De verwijzende rechter richt zijn vragen tot het Hof in verband met het bepaalde in artikel 423, lid 1, NPK. In dit artikel is namelijk het beginsel opgenomen dat het verzoek tot heropening van de strafprocedure wordt ingewilligd wanneer het door de veroordeelde wordt ingediend binnen zes maanden nadat hij kennis heeft genomen van de strafrechtelijke veroordeling.7. In dit artikel zijn echter uitzonderingen op dit beginsel opgenomen.8. Zo kan het verzoek tot heropening van de strafprocedure worden afgewezen wanneer de veroordeelde is gevlucht nadat hij in de fase van het vooronderzoek in kennis is gesteld van de tegen hem gerichte aanklacht, maar voordat hij op de hoogte is gesteld van de definitieve tenlastelegging.

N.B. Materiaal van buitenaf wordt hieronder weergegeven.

Issue #3755, opened 2026-05-16
bug(mcp): Server.Start() unconditionally overrides readonly state set by WithReadonly()


Elvand-Lie:
### Description

The `Server.Start()` method in `pkg/mcp/mcp.go` unconditionally overrides the `readonly` field via its `writeEnabled` parameter (line 149), regardless of what was set by the `WithReadonly()` option during construction.

Instructions are computed at construction time in `New()` using the initial `s.readonly` value (line 83), but the actual enforcement value is overridden when `Start()` is called. If a caller passes inconsistent values, the MCP instructions will tell the agent it is in read-only mode while the server actually permits deploy and delete operations (or vice versa).

### Steps to Reproduce

```go
// Construction: WithReadonly sets s.readonly = true
s := mcp.New(mcp.WithReadonly(true))

// Start: silently overrides to readonly = false
s.Start(ctx, true) // writeEnabled=true -> readonly=false
// BUG: Instructions say read-only but server allows deploy/delete
```

### Expected Behavior

The readonly state should have a single source of truth. Since instructions are computed at construction time, `Start()` should not accept or override the readonly state.

### Proposed Fix

Remove the `writeEnabled` parameter from `Start()` entirely. The readonly state should be set exclusively via `WithReadonly()` at construction time.

### Environment

- Component: `pkg/mcp/mcp.go`
- Lines: 147-150 (Start method), 59-63 (WithReadonly)

PR #3786, opened 2026-05-19
fix: make MCP readonly state immutable after construction

### LINKED ISSUE #3785: Bug: MCP readonly state can desynchronize from generated instructions
# MCP readonly state can desynchronize from generated instructions due to runtime mutation in `Start()`

## Problem

The MCP server currently allows the readonly state to be configured in two different places:

1. During construction using `WithReadonly(...)`
2. Later during runtime in `Start(ctx, writeEnabled bool)`

During `New()`, the server generates instructions/tool descriptions using the initial readonly value:

```go
s.instructions = buildInstructions(s.readonly)
```

However, `Start()` later mutates the readonly state again:

```go
s.readonly.Store(!writeEnabled)
```

This can cause the generated instructions and the effective runtime enforcement state to drift apart.

## Why this matters

The MCP instructions act as part of the AI agent contract. If the instructions are generated assuming readonly mode, but the runtime state later becomes writeable, the agent receives stale or incorrect capability information.

This creates a lifecycle consistency issue where:

* instructions may describe readonly behavior,
* while the server may actually allow mutating operations.

## Suggested direction

A cleaner approach may be to make readonly immutable after construction and remove runtime readonly mutation from `Start()` entirely.

That would:

* establish a single source of truth,
* prevent instruction/enforcement desynchronization,
* simplify lifecycle reasoning,
* and make invalid states structurally impossible.

High-level idea:

```go
// current
Start(ctx context.Context, writeEnabled bool)

// proposed
Start(ctx context.Context)
```

with readonly configuration handled only during server construction.

## Additional notes

* This appears related to MCP lifecycle consistency rather than a UI-only issue.
* The change should not require additional runtime complexity or synchronization.
* Invariant-focused regression tests around readonly behavior and exposed tool capabilities would help prevent future desynchronization issues.

I’d be happy to work on a fix and accompanying tests if this direction makes sense.

SeeyaVhora:
## Summary

This PR fixes an MCP readonly-state consistency issue where the server readonly mode could be changed during `Start()`, even after MCP instructions and tool capabilities had already been generated during `New()`.

Previously:

* readonly state was configured during construction using `WithReadonly(...)`
* MCP instructions/tool exposure were derived from that initial readonly state
* `Start(ctx, writeEnabled bool)` could later silently override the readonly value

This created a lifecycle inconsistency where:

* MCP instructions could describe readonly behavior,
* while the runtime server state could become writeable.

Fixes #3785

---

## Root cause

The MCP server generated instructions/tool exposure during construction:

```go
s.instructions = buildInstructions(s.readonly)
```

However, `Start()` later mutated the readonly state again:

```go
s.readonly.Store(!writeEnabled)
```

This allowed the effective runtime enforcement state and the already-generated MCP instructions to drift apart.

---

### Single source of truth for readonly state

Readonly state is now immutable after construction.

Changes:

* `Start(ctx, writeEnabled bool)` → `Start(ctx)`
* removed runtime readonly mutation
* readonly configuration is now handled exclusively during server creation via `WithReadonly(...)`

This removes the possibility of instruction/runtime desynchronization entirely.

### Deterministic lifecycle behavior

Added a lightweight idempotency guard using `atomic.Bool` so repeated `Start()` calls become safe no-op operations.

### MCP capability consistency

Mutating MCP tools (`deploy`, `delete`) are now:

* registered only in writeable mode
* omitted entirely in readonly mode

This keeps exposed MCP capabilities aligned with effective runtime behavior.

### Behavioral invariant tests

Added/refined behavioral MCP tests that:

* validate readonly/writeable tool exposure through real MCP protocol interactions
* verify deterministic lifecycle behavior
* verify readonly behavior remains stable across the server lifecycle

The tests intentionally avoid:

* reflection
* unsafe access
* private field inspection
* instruction string parsing

and instead validate behavior through MCP capability exposure.

---

## Behavior changes

| Behavior | Before | After |
| --- | --- | --- |
| Readonly source | `WithReadonly(...)` + `Start(..., writeEnabled)` | `WithReadonly(...)` only |
| Runtime readonly mutation | Allowed | Removed |
| MCP tool exposure in readonly mode | Tools registered then rejected | Tools omitted entirely |
| Repeated `Start()` calls | Multiple initialization attempts possible | Safe no-op |
| Instruction/runtime drift | Possible | Structurally impossible |

---

## Why this approach

The goal was to fix the root cause by simplifying the lifecycle model instead of adding runtime validation or synchronization logic.

This change:

* removes dual readonly-state authority
* makes invalid states structurally impossible
* reduces lifecycle complexity
* preserves deterministic behavior
* keeps runtime overhead minimal
* keeps MCP capability exposure aligned with enforcement behavior

---

## Verification

Verified with:

```bash
go test -v ./pkg/mcp/...
go test -v ./cmd/...
go test -v ./pkg/functions/...
make check
make test
```

All relevant MCP, CLI, and client tests pass successfully.

### DIFF
--- a/cmd/mcp.go
+++ b/cmd/mcp.go
@@ -95,7 +95,7 @@ DESCRIPTION
 	return cmd
 }
 
-func runMCPStart(cmd *cobra.Command, args []string, newClient ClientFactory) error {
+func runMCPStart(cmd *cobra.Command, args []string, newClient ClientFactory, extraMCPOpts ...mcp.Option) error {
 	// Configure write mode
 	writeEnabled := false
 	if val := os.Getenv("FUNC_ENABLE_MCP_WRITE"); val != "" {
@@ -110,14 +110,14 @@ func runMCPStart(cmd *cobra.Command, args []string, newClient ClientFactory) err
 	rootCmd := cmd.Root()
 	cmdPrefix := rootCmd.Use
 
-	// Instantiate
+	mcpOpts := []mcp.Option{
+		mcp.WithPrefix(cmdPrefix),
+		mcp.WithReadonly(!writeEnabled),
+	}
+	mcpOpts = append(mcpOpts, extraMCPOpts...)
 	client, done := newClient(ClientConfig{},
-		fn.WithMCPServer(mcp.New(
-			mcp.WithPrefix(cmdPrefix),
-			mcp.WithReadonly(!writeEnabled))))
+		fn.WithMCPServer(mcp.New(mcpOpts...)))
 	defer done()
 
-	// Start
-	return client.StartMCPServer(cmd.Context(), writeEnabled)
-
+	return client.StartMCPServer(cmd.Context())
 }
--- a/cmd/mcp_test.go
+++ b/cmd/mcp_test.go
@@ -1,10 +1,11 @@
 package cmd
 
 import (
-	"context"
 	"testing"
 
+	sdk "github.com/modelcontextprotocol/go-sdk/mcp"
 	fn "knative.dev/func/pkg/functions"
+	"knative.dev/func/pkg/mcp"
 	"knative.dev/func/pkg/mock"
 	. "knative.dev/func/pkg/testing"
 )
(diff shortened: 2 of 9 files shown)


SeeyaVhora:
@gauron99 @lkingland  Please review this PR and let me know to make any changes.

Ankitsinghsisodya:
Your PR is duplicate Ig https://github.com/knative/func/pull/3758

lkingland:
Thanks for the careful fix and tests, @SeeyaVhora — this is well-shaped work. Closing as a duplicate: PR #3758 (by @Elvand-Lie) targets the same MCP readonly-state desync bug (tracked separately as #3755, which #3785 also duplicates) and has been approved/lgtm'd. I want to avoid splitting maintainer review effort. The test coverage you added here is actually more thorough than #3758's — if you'd like to land that as a follow-up PR after #3758 merges, that'd be a welcome contribution.

SeeyaVhora:
Got it, thanks for the clarification and for linking the related work.
I could still be useful as smaller follow-up contributions around the same area.

Appreciate the review and feedback.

Volgens de verwijzende rechter volgt daaruit dat een nieuw proces niet wordt toegestaan wanneer de beklaagde dus niet in kennis is gesteld van de preliminaire terechtzitting, noch van de mogelijkheid zich te laten vertegenwoordigen door een advocaat, noch van de gevolgen van het niet-verschijnen.
30.
Aangezien geen enkele bepaling van richtlijn 2016/343 een duidelijke aanwijzing geeft over de wettelijke regeling die van toepassing is op een voortvluchtig persoon en over de aan deze persoon toekomende rechten na een proces waar hij niet is verschenen, vraagt de verwijzende rechter het Hof van Justitie dan ook om vast te stellen of deze regelgeving verenigbaar is met deze richtlijn.
31.
Daartoe verzoekt hij het Hof te preciseren of een persoon die zich in de situatie van IR bevindt, moet worden geacht te vallen onder de wettelijke regeling zoals voorzien in artikel 8, leden 2 en 3, van richtlijn 2016/343, op grond waarvan de beslissing die is genomen na een proces waarbij deze persoon niet is verschenen, ten uitvoer kan worden gelegd (eerste vraag), dan wel onder de wettelijke regeling zoals bedoeld in artikel 8, lid 4, en artikel 9 van deze richtlijn, op grond waarvan deze persoon een nieuw proces zou moeten krijgen (tweede vraag).
32.
Aangezien deze twee regelingen met elkaar verband houden, geef ik het Hof in overweging de eerste en de tweede prejudiciële vraag gezamenlijk te behandelen.
33.
Ik zal in mijn analyse eerst de bewoordingen van de artikelen 8 en 9 van richtlijn 2016/343 onderzoeken, om mij daarna te richten op de doelstellingen die de Uniewetgever in deze richtlijn wil nastreven, en vervolgens op de rechtspraak van het Europees Hof voor de Rechten van de Mens (EHRM) met betrekking tot artikel 6, lid 1, van het Verdrag tot bescherming van de rechten van de mens en de fundamentele vrijheden (EVRM).9.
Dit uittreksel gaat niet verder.